# What is the equivalent of perplexity for a continuous distribution?

Lets say I have, though some unspecified means, created a model that gives me a continuous distribution with a p.d.f $f_X$, for some variable $X$ I am modelling. And let us say that I have a set of test observations of $X$, $\tau=\{x_1, x_2,..., x_n\}$

I wish to evaluate how good this model is by checking how likely it considers this test set $\tau$. If it says that $\tau$ is a very unlikely set of samples from the distribution, then it is a bad model. If it says that $\tau$ is a likely set of samples then it is a good model. This seems intuitively like a good measure of the models quality.
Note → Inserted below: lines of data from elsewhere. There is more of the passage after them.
PR #423, opened 2023-01-30
Pool: Status Channel 

coleFD:
This PR implements a status channel in the pool role for error handling


roles/v2/pool/src/lib/template_receiver/mod.rs
```diff
@@ -130,26 +131,30 @@ impl TemplateRx {
...
-                .await
-                .expect("Failed to send solution!");
+                    .try_into();
+            match sv2_frame_res {
+                Ok(frame) => {
+                    handle_result!(status_tx, Self::send(self_.clone(), frame).await);
+                }
+                Err(_e) => {
+                    // return submit error
+                    todo!()
```
djozis, line 155: Was this intentionally left?

roles/v2/pool/src/status.rs
```diff
@@ -0,0 +1,115 @@
...
+    Upstream(async_channel::Sender<Status>),
+}
+
+impl Sender {
+    /// used to clone the sending side of the status channel used by the TCP Listener
+    /// into individual Sender's for each Downstream instance
+    pub fn listener_to_connection(&self) -> Self {
+        match self {
+            Self::DownstreamListener(inner) => Self::Downstream(inner.clone()),
+            _ => unreachable!(),
```
djozis, line 19: I'm probably missing context on what makes this unreachable, but should this be a different panic of some kind, describing the issue?

coleFD: Possibly. For context, the `Sender<Status>` is wrapped in an enum to let the main thread know which component encountered the error. This function is used to clone the `Sender` sent to the TCP listener component on creation into a new `Sender` for each `Downstream` that gets created by the listener. Since this is the only time there is a Parent -> Child relationship regarding the `Sender<Status>` type, it is only needed for this specific use case.

roles/v2/pool/src/lib/template_receiver/mod.rs
coleFD: Yes, this should return a SubmitShares.Error message defined by the sv2 spec. it is in our backlog to implement this

roles/v2/pool/pool-config.toml
```diff
@@ -1,6 +1,6 @@
 listen_address = "0.0.0.0:34254"
-# tp_address = "127.0.0.1:8442"
-tp_address = "75.119.150.111:8442"
+tp_address = "127.0.0.1:8442"
+# tp_address = "75.119.150.111:8442"
```
darricksee, line 3: Let's keep this pointed at the hosted one - the INTEROPERABILITY.md says that the pool connects directly to the hosted TP.

roles/v2/pool/src/lib/mining_pool/message_handler.rs
```diff
@@ -52,7 +52,7 @@ impl ParseDownstreamMiningMessages<(), NullDownstreamMiningSelector, NoRouting>
                     Err(e) => Err(e),
                 }
             })
-            .unwrap()?;
+            .map_err(|_| roles_logic_sv2::Error::PoisonLock)??;
```
darricksee, line 55: Just double checking that `??` was intended.

roles/v2/pool/src/lib/mining_pool/message_handler.rs
```diff
@@ -89,7 +91,7 @@ impl ParseDownstreamMiningMessages<(), NullDownstreamMiningSelector, NoRouting>
         let res = self
             .channel_factory
             .safe_lock(|cf| cf.on_submit_shares_standard(m.clone()))
-            .unwrap();
+            .map_err(|_| roles_logic_sv2::Error::PoisonLock)?;
```
darricksee, line 94: Why not pass the _ into PoisonLock?

roles/v2/pool/src/lib/mining_pool/message_handler.rs
```diff
@@ -104,9 +106,9 @@ impl ParseDownstreamMiningMessages<(), NullDownstreamMiningSelector, NoRouting>
                         version: share.get_version(),
                         header_timestamp: share.get_n_time(),
                         header_nonce: share.get_nonce(),
-                        coinbase_tx: coinbase.try_into().unwrap(),
+                        coinbase_tx: coinbase.try_into()?,
                     };
-                    // TODO we can block everything with the below
+                    // TODO we can block everything with the below (looks like this will infinite loop??)
```
darricksee, line 111: Yeah - looks like it'll just spam the `solution_sender` if that try_send fails... @Fi3 said he's implementing this branch now so hopefully it'll resolve itself soon.

roles/v2/pool/src/lib/mining_pool/message_handler.rs
```diff
@@ -218,7 +220,7 @@ impl ParseDownstreamMiningMessages<(), NullDownstreamMiningSelector, NoRouting>
                     self_.get_downstream_mining_data(),
                 )
             })
-            .unwrap();
+            .map_err(|_| roles_logic_sv2::Error::PoisonLock)?;
         // Is fine to unwrap on safe_lock
```
darricksee, line 224: This comment is obsolete now.

roles/v2/pool/src/lib/mining_pool/mod.rs
```diff
@@ -81,28 +84,40 @@ impl Downstream {
         task::spawn(async move {
             debug!("Starting up downstream receiver");
             loop {
-                let receiver = cloned.safe_lock(|d| d.receiver.clone()).unwrap();
+                let receiver_res = cloned
```
darricksee, line 87: Can we get away with moving this outside the loop? Seems silly to clone it on every iteration right?

roles/v2/pool/src/lib/mining_pool/mod.rs
```diff
@@ -178,78 +197,99 @@ impl Pool {
...
                 .safe_lock(|s| {
                     s.channel_factory
                         .safe_lock(|f| f.on_new_prev_hash_from_tp(&new_prev_hash))
-                        .unwrap()
+                        .map_err(|e| PoolError::PoisonLock(e.to_string()))
                 })
-                .unwrap();
+                .map_err(|e| PoolError::PoisonLock(e.to_string()));
+            let x_res = handle_result!(status_tx, x_res);
+            let x = handle_result!(status_tx, x_res);
```
darricksee, line 284: nitpick - can you change the name of this variable to something descriptive of its content - maybe job_id_res

roles/v2/pool/src/lib/mining_pool/message_handler.rs
coleFD: yep this is another case where the function inside the safe_lock returns a result inside the safe_lock result. The double ?? handles both since they are both compatible with the return type of the function

roles/v2/pool/src/lib/mining_pool/mod.rs
```diff
@@ -273,36 +317,55 @@ impl Pool {
...
                 "New template received, creating a new mining job(s): {:?}",
                 new_template
             );
 
-            let channel_factory = self_.safe_lock(|s| s.channel_factory.clone()).unwrap();
-            let mut messages = channel_factory
-                .safe_lock(|cf| cf.on_new_template(&mut new_template).unwrap())
-                .unwrap();
-            let downstreams = self_.safe_lock(|s| s.downstreams.clone()).unwrap();
+            let channel_factory = self_
```
darricksee, line 327: Do you think we need to clone the channel_factory on every  message - or can this be outside the loop?

roles/v2/pool/src/lib/mining_pool/mod.rs
```diff
@@ -178,78 +197,99 @@ impl Pool {
...
-                .unwrap();
+                .map_err(|e| PoolError::PoisonLock(e.to_string()));
+            let x_res = handle_result!(status_tx, x_res);
+            let x = handle_result!(status_tx, x_res);
+
             match x {
                 Ok(job_id) => {
-                    let downstreams = self_.safe_lock(|s| s.downstreams.clone()).unwrap();
+                    let downstreams = self_
+                        .safe_lock(|s| s.downstreams.clone())
```
darricksee, line 289: My spidy sense tells me that this is a race condition. We are cloning the list of downstreams and then doing something important with that vec. It's possible for a new downstream to be added to the list as we are sending out the new prevhash. I'm not sure if that's an issue or not - it depends on how the downstream gets its first prevhash... I'll add an issue to investigate... https://github.com/stratum-mining/stratum/issues/430

roles/v2/pool/src/lib/mining_pool/mod.rs
```diff
@@ -331,27 +393,29 @@ impl Pool {
             new_template_processed: false,
             channel_factory,
             last_prev_hash_template_id: 0,
+            status_tx,
         }));
 
         let cloned = pool.clone();
         let cloned2 = pool.clone();
-        let cloned3 = pool.clone();
+        let cloned3 = pool;
```
darricksee, line 401: This one isn't cloned though...

roles/v2/pool/src/main.rs
```diff
@@ -135,19 +137,23 @@ async fn main() {
...
         config.tp_address.parse().unwrap(),
         s_new_t,
         s_prev_hash,
         r_solution,
         r_message_recv_signal,
+        status::Sender::Upstream(status_tx.clone()),
     )
-    .await;
+    .await
+    .unwrap();
```
darricksee, line 156: Can you add a comment here along the lines of "unwrap() ok here because we want the pool to die if it can't connect to the TP"?

roles/v2/pool/src/status.rs
```diff
@@ -0,0 +1,115 @@
...
+        }
+    }
+
+    pub async fn send(&self, status: Status) -> Result<(), async_channel::SendError<Status>> {
```
darricksee, line 23: This is currently never used so can you add a `_` to it - I'd love to get to inbox(0) on these types of warnings.

utils/error-handling/src/lib.rs
```diff
@@ -7,7 +7,7 @@
 /// 1. can only be used within async functions since status needs to be send over async channel
 /// 2. The macro must be used within a loop since it calls `continue` on error. If `unwraps/expects` are used within a function
 ///     without a lopo, you should make the function return a result and handle the result within a main loop
-/// 3. The macromust be able to reference the user defined function `crate::status::handle_error(T, U);` where U is the output
+/// 3. The macromust be able to reference the user defined function `crate::status::handle_error(T, U) -> ErrorBranch;` where U is the output
```
darricksee, line 10: macromust -> macro must

roles/v2/pool/src/status.rs
djozis: Might be good to at least document in the doc comment that it panics if not called on a Self::DownstreamListener. This feels weird to me, but I think I'm missing too much context still to suggest an alternative at this time.

roles/v2/pool/src/main.rs
xraid: > Can you add a comment here along the lines of "unwrap() ok here because we want the pool to die if it can't connect to the TP"?

i don't think pool should die even if its dead in one sense, should keep trying connect to TP in list
but also need some way signal Ops is needed . trigger a `alert_TP_down.sh` that ops then can choose use text mail phone etc. for instant notification

darricksee: In general I agree. I added this gh issue that should resolve this - https://github.com/stratum-mining/stratum/issues/427 This PR isn't about fixing all of the issues so I'm ok with letting this one get merged as long as we have a gh issue documenting the problem and we can fix it later.

xraid: > In general I agree. I added this gh issue that should resolve this - #427 This PR isn't about fixing all of the issues so I'm ok with letting this one get merged as long as we have a gh issue documenting the problem and we can fix it later.

should We introduce a backlog.md for will make complete later TODO 's

xraid: > > In general I agree. I added this gh issue that should resolve this - #427 This PR isn't about fixing all of the issues so I'm ok with letting this one get merged as long as we have a gh issue documenting the problem and we can fix it later.
> 
> should We introduce a backlog.md for will make complete later TODO 's

or just in code have the TODO 's

becouse this GH issues and PR's is messy . ppl close issues to reopen in own name and reference issues to new issues that gets to be spagetti in end ...

a issue should be kept as a issue and further the issue in the issue . agree ?

darricksee: I don't entirely understand. I think that if GH issues and PRs are messy then we should get better and organizing them. I wouldn't want to have to maintain a backlog.md in addition to GH issues.

darricksee (approved):

PR #426, opened 2023-01-31
Improved stream reading including detection of end of stream and multiple messages per packet, resolves #399

### LINKED ISSUE #399: Bug: TProxy TcpStream Read Infinite Loop
The TProxy CPU will increase rapidly and only handle a few connections because due to the nature of `async_std::io::BufReader`, `Lines.next()` will return `None` when there is no data in the buffer, so the `while` loop starting on line 93 (https://github.com/stratum-mining/stratum/blob/main/roles/translator/src/downstream_sv1/downstream.rs#L87-102) only loops when it receives a message. All other times the task is stuck looping in the parent. 

I was able to 14 connections before adding a 5 millis sleep in the parent loop. Then I was able to connect 10k connections at 50% cpu. Sleeping is probably shouldnt be the long term solution. This websocket interface maybe a good thing to take inspiration from (https://docs.rs/websocket/0.26.5/websocket/async/struct.TcpStream.html#method.poll_read_ready)

Also something to keep in mind:
Currently, when a miner drops its connection, the TProxy does not close the TCP file descriptors so CPU is never freed. Because of this, a malicious client could repetitively connect and disconnect to overload the TProxy

djozis:


roles/translator/src/downstream_sv1/downstream.rs
```diff
@@ -104,26 +104,30 @@ impl Downstream {
         // role, or the message is sent upwards to the Bridge for translation into a SV2 message
         // and then sent to the SV2 Upstream role.
         let _socket_reader_task = task::spawn(async move {
+            let mut messages = BufReader::new(&*socket_reader).lines();
```
djozis, line 107: I don't think it's new with this commit, but I believe this is vulnerable to DOS attacks since `lines()` will read indefinitely, storing all read bytes if no line terminator is found (potential out-of-memory).

pavlenex:
Hey @djozis, thanks for your PR 🎉 
I am not sure if you are on our Discord, but if you aren't you should join in there, a lot of SV2 contributors hang around there and it's great place to ask questions, get feedback on PR's etc.

I'll let @coleFD and @darricksee review this as they're most familiar with tProxy. I just approved the tests to run.

roles/translator/src/downstream_sv1/downstream.rs
darricksee: Isn't it bounded by the capacity from the BufReader::new() which has a default capacity of 1024?

pub fn new(inner: R) -> BufReader<R> {
        BufReader::with_capacity(DEFAULT_BUF_SIZE, inner)
    }

roles/translator/src/downstream_sv1/downstream.rs
```diff
@@ -104,26 +104,30 @@ impl Downstream {
...
+                            Some(Ok(incoming)) => {
+                                debug!("Receiving from Mining Device: {:?}", &incoming);
+                                let incoming: json_rpc::Message = handle_result!(tx_status_reader, serde_json::from_str(&incoming));
+                                // Handle what to do with message
+                                let res = Self::handle_incoming_sv1(self_.clone(), incoming).await;
+                                handle_result!(tx_status_reader, res);
+                            }
+                            Some(Err(error)) => {
+                                debug!("Error reading from Mining Device connection: {:?}", &error);
+                                break;
```
darricksee, line 125: I'm thinking in these 2 cases we should use `handle_result` to remain consistent. Something like handle_result!(tx_status_reader, Err(error));

roles/translator/src/downstream_sv1/downstream.rs
darricksee, line 107: By moving this outside the loop it'll only read from the socket once and then the task will die once it completes processing all the messages.

djozis: In my tests, the stream from `.lines()` blocks appropriately when calling `next()` until it reads end of line or reads EOF (ie. the underlying reader returns `Ok(0)`) - and correctly awaits the underlying reader when it doesn't immediately have data available. In my tests, `TcpStream` also only returned `Ok(0)` when the connection had been remotely terminated, which makes sense, since it is the EOF value - and I checked the underlying std variation and examples which supported this. When I put it all together it worked correctly in my test harness - let me know if/where you're seeing what you're describing and I'll check it out!

coleFD: In my local test everything worked as expected

djozis: The capacity will make it so the Lines aggregator will only read 8 kb at a time, but the aggregator itself has no cap as far as I can tell:
https://github.com/async-rs/async-std/blob/main/src/io/buf_read/lines.rs#L64
https://github.com/async-rs/async-std/blob/main/src/io/buf_read/mod.rs#L242-L266

roles/translator/src/downstream_sv1/downstream.rs
djozis: I went ahead and updated the error case.

In the case where the connection was terminated, do you have a suggestion for the appropriate "Error" to be passing to handle_result?

darricksee: This one seems reasonable -     Error::Io(std::io::Error) - though you'd have to make an Error.

darricksee (approved):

If it were a discrete distribution then I would be using Perplexity. I would report the average perplexity of the testset. But I can't do that for a continuous distribution; what should I use instead?

One option I was considering was to discretize it, and report a perplexity at a particular number of bins.

At a small number of bins it is very easy to get a good perplexity, as the number of bins increases the result would become worse. By varying the number of bins I could create a curve of bins vs perplexity result. Which seems relate-able to a precision-recall curve.

I feel there is likely a more standard way to do this though.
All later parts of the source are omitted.